News

Extractive Industry of Donetsk Region: What’s Needed to Achieve Transparency and Balance?
03 November 2016
Extractive Industry of Donetsk Region: What’s Needed to Achieve Transparency and Balance?
   A seminar Achieving Transparency in Extractive Industry: A Step towards Strengthening Local Financial Initiative was held in Kostiantynivka on 3 November. Speaking at the event, civic activists from various settlements in the region, representatives of regional media outlets, and local governments discussed the problems of extractive sector of the Donetsk oblast and the prospects for implementation of the Extractive Industries Transparency Initiative (EITI). The topic also got some extractive companies interested, as representatives of the Chasiv Yar Integrated Refractory Works took an active part in the discussion.

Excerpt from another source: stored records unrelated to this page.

PR #179, opened 2024-04-11
add github api call counter

nora-codecov:
Part of https://github.com/codecov/engineering-team/issues/1167, this is for Github calls, the other git providers will be added next.

We want to know who's making all these calls! So I added some `Counters`.

This is a first implementation - the strategy I picked was to increment the `Counter` before the code makes the request to github - it uses a helper function and technically could error out somewhere along the way before it actually makes the call. So you could argue that the `Counters` are counting _intended_ requests, but hopefully errors between intent-to-call-github and actually making the outgoing request are low, and if not, at least they are logged.

I learned a bit from the Prometheus docs - each `label` value on a `Counter` is an individual object that will live and wait around to be incremented (and take up resources). I'm going to try initializing them all in the init method of the `Github` object, I think this is the right way to use Counters ([reference](https://prometheus.github.io/client_python/instrumenting/labels/)). Additionally, the docs say a Counter shouldn't have more than 10 labels ([reference](https://prometheus.io/docs/practices/instrumentation/#use-labels)), and this one is ~50, so we will need to monitor prometheus performance around this deploy.

### DIFF
--- a/shared/torngit/base.py
+++ b/shared/torngit/base.py
@@ -50,33 +50,6 @@ class TorngitBaseAdapter(object):
         "xtend",
     )
 
-    def get_client(self, timeouts: List[int] = []) -> httpx.AsyncClient:
-        if timeouts:
-            timeout = httpx.Timeout(timeouts[1], connect=timeouts[0])
-        else:
-            timeout = httpx.Timeout(self._timeouts[1], connect=self._timeouts[0])
-        return httpx.AsyncClient(
-            verify=self.verify_ssl
-            if not isinstance(self.verify_ssl, bool)
-            else self.verify_ssl,
-            timeout=timeout,
-        )
-
-    def get_token_by_type(self, token_type: TokenType):
-        if self._token_type_mapping.get(token_type) is not None:
-            return self._token_type_mapping.get(token_type)
-        return self.token
-
-    def get_token_by_type_if_none(self, token: Optional[str], token_type: TokenType):
-        if token is not None:
-            return token
-        return self.get_token_by_type(token_type)
-
-    def _oauth_consumer_token(self):
-        if not self._oauth:
-            raise Exception("Oauth consumer token not present")
-        return self._oauth
-
     def __init__(
         self,
         oauth_consumer_token: OauthConsumerToken = None,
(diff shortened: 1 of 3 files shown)


shared/torngit/base.py
```diff
@@ -107,6 +80,33 @@ def __repr__(self):
...
+    def get_token_by_type_if_none(self, token: Optional[str], token_type: TokenType):
+        if token is not None:
+            return token
+        return self.get_token_by_type(token_type)
+
+    def _oauth_consumer_token(self):
+        if not self._oauth:
+            raise Exception("Oauth consumer token not present")
+        return self._oauth
+
```
nora-codecov, line 109: I didn't change any logic, just rearranged

shared/torngit/github.py
```diff
@@ -166,30 +317,30 @@ def get_api_url(cls):
...
         return self._token
 
-    @property
-    def api_host_header(self):
-        return self.get_api_host_header()
-
-    @property
-    def host_header(self):
-        return self.get_host_header()
-
```
nora-codecov, line 192: I didn't change any logic, just rearranged

tests/unit/torngit/test_github.py
```diff
@@ -262,14 +257,11 @@ async def test_make_http_call_change_host(
...
         assert client.request.call_count == 1
         args, kwargs = client.request.call_args
-        print(args)
-        print(kwargs)
         assert kwargs.get("headers") is not None
         assert kwargs.get("headers").get("Host") == "github.com"
         assert len(args) == 2
         built_url = args[1]
         parsed_url = urlparse(built_url)
-        print(parsed_url)
```
nora-codecov, line 272: There were several print statements in this test file, I removed them, let me know if you want me to add them back.

shared/torngit/github.py
```diff
@@ -37,6 +37,22 @@
...
+)
+
+GITHUB_API_ENDPOINTS = {
+    "test_2": GITHUB_API_CALL_COUNTER.labels(endpoint="test_2"),
+    "test_4": GITHUB_API_CALL_COUNTER.labels(endpoint="test_4"),
+}
+
+GITHUB_API_CALL_COUNTER.labels(endpoint="test_3")
+GITHUB_API_CALL_COUNTER.labels(endpoint="test_3").inc()
+GITHUB_API_ENDPOINTS["test_4"].inc()
```
adrian-codecov, line 53: What are these tests?

shared/torngit/github.py
```diff
@@ -135,22 +151,167 @@ def prepare(self, query_name: str, variables: dict) -> Optional[dict]:
 class Github(TorngitBaseAdapter):
     service = "github"
     graphql = GitHubGraphQLQueries()
-    urls = dict(
```
adrian-codecov, line 138: Took me a sec to figure out, but we're not using these altogether it seems?

adrian-codecov (commented):
Left quick q, otherwise seems good! Is this testable in staging?

shared/torngit/github.py
nora-codecov: yep! Turns out only 1 of those was in use, the other endpoints we use are written out in each function. The refactor I'm going to do is going to include something to replace this - a collection of the urls we use

PR #182, opened 2024-04-12
fix: remove parallel_processed enum

daniel-codecov:
Remove the `PARALLEL_PROCESSED` enum because it currently is not used. It will be used when parallel upload processing is fully rolled out.

There's no need to make the migration for it right now if it's not going to be used. (migration hasn't been made yet)

  Sentry/Codecov employees and contractors can delete or ignore the following.

-->

### Legal Boilerplate

### DIFF
--- a/shared/torngit/github.py
+++ b/shared/torngit/github.py
@@ -1245,7 +1245,9 @@ class Github(TorngitBaseAdapter):
                     (
                         "\ndeleted file mode 100644"
                         if f["status"] == "removed"
-                        else "\nnew file mode 100644" if f["status"] == "added" else ""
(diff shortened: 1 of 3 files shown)


shared/torngit/github.py
```diff
@@ -1245,7 +1245,9 @@ async def get_compare(
                     (
                         "\ndeleted file mode 100644"
                         if f["status"] == "removed"
-                        else "\nnew file mode 100644" if f["status"] == "added" else ""
```
daniel-codecov, line 1248: lint

joseph-sentry (approved):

   The Donetsk region has a powerful extractive sector dominated by coalmining industry, which provides 70% of Ukraine’s total coal production, and more than 80% of coking coal. It remains a controversial, nontransparent sector, which suffers from a range of both financial and environmental problems.
   The environmental condition of the majority of mining territories in the region is critical; heightened environmental hazard is observed in the areas of liquidated coalmines, which is accompanied by water-logging, pollution of aquifers with mine waters, subsidence etc. All those present agreed that given such environmental problems, it is essential to have a legislatively secured targeted use of environmental tax in full for environmental protection activities.
   A lively discussion emerged around the problem of redistribution of funds received from rent and other taxes paid by extractive companies. “In the Donetsk oblast, one can give lots of examples, where a coalmine take is located in the jurisdiction of one community, into whose budget taxes are paid, while waste with all the adverse environmental consequences and hazards to the population is dumped into another community, and this matter remains unregulated in the Ukrainian legislation,” says Lina Pliushchakova, editor of the Ekologiia promyslovoho kraiu (Ecology of the industrial region) regional newspaper.
Maria Nykytiuk, a representative of the Donetsk Oblast State Administration, spoke in support of EITI implementation, underlining that both local governments and the public are interested in receiving open information about the volume of raw materials extraction and actual revenues of coalmining enterprises.
   Therefore, alongside information disclosure, the priority task on the Ukraine EITI (UAEITI) agenda is improving the legislative framework for the extractive sector. For the time being, territorial communities are looking for ways of establishing mutually beneficial partnerships with extractive companies. 
    Experts of the NOVA Energia NGO shared some success stories of such collaboration and presented the main phases in developing a joint strategy for improving infrastructure in a region with extractive companies.
   The analysis of licenses for extraction of oil, natural gas, gas condensate, and coal in the Donetsk oblast conducted by experts of the NOVA Energia NGO under the Municipal Finance Strengthening Initiative (MFSI-II) Roll-out Project with regard to assisting in realization of the Extractive Industries    Transparency Initiative (EITI) in Ukraine, has shown that a significant proportion of them (about 40%) will expire in 2017-2020, which would allow territorial communities in the nearest future to negotiate with extractive companies regarding license extensions already on the new terms, which would meet the criteria of honest partnership and environmental safety.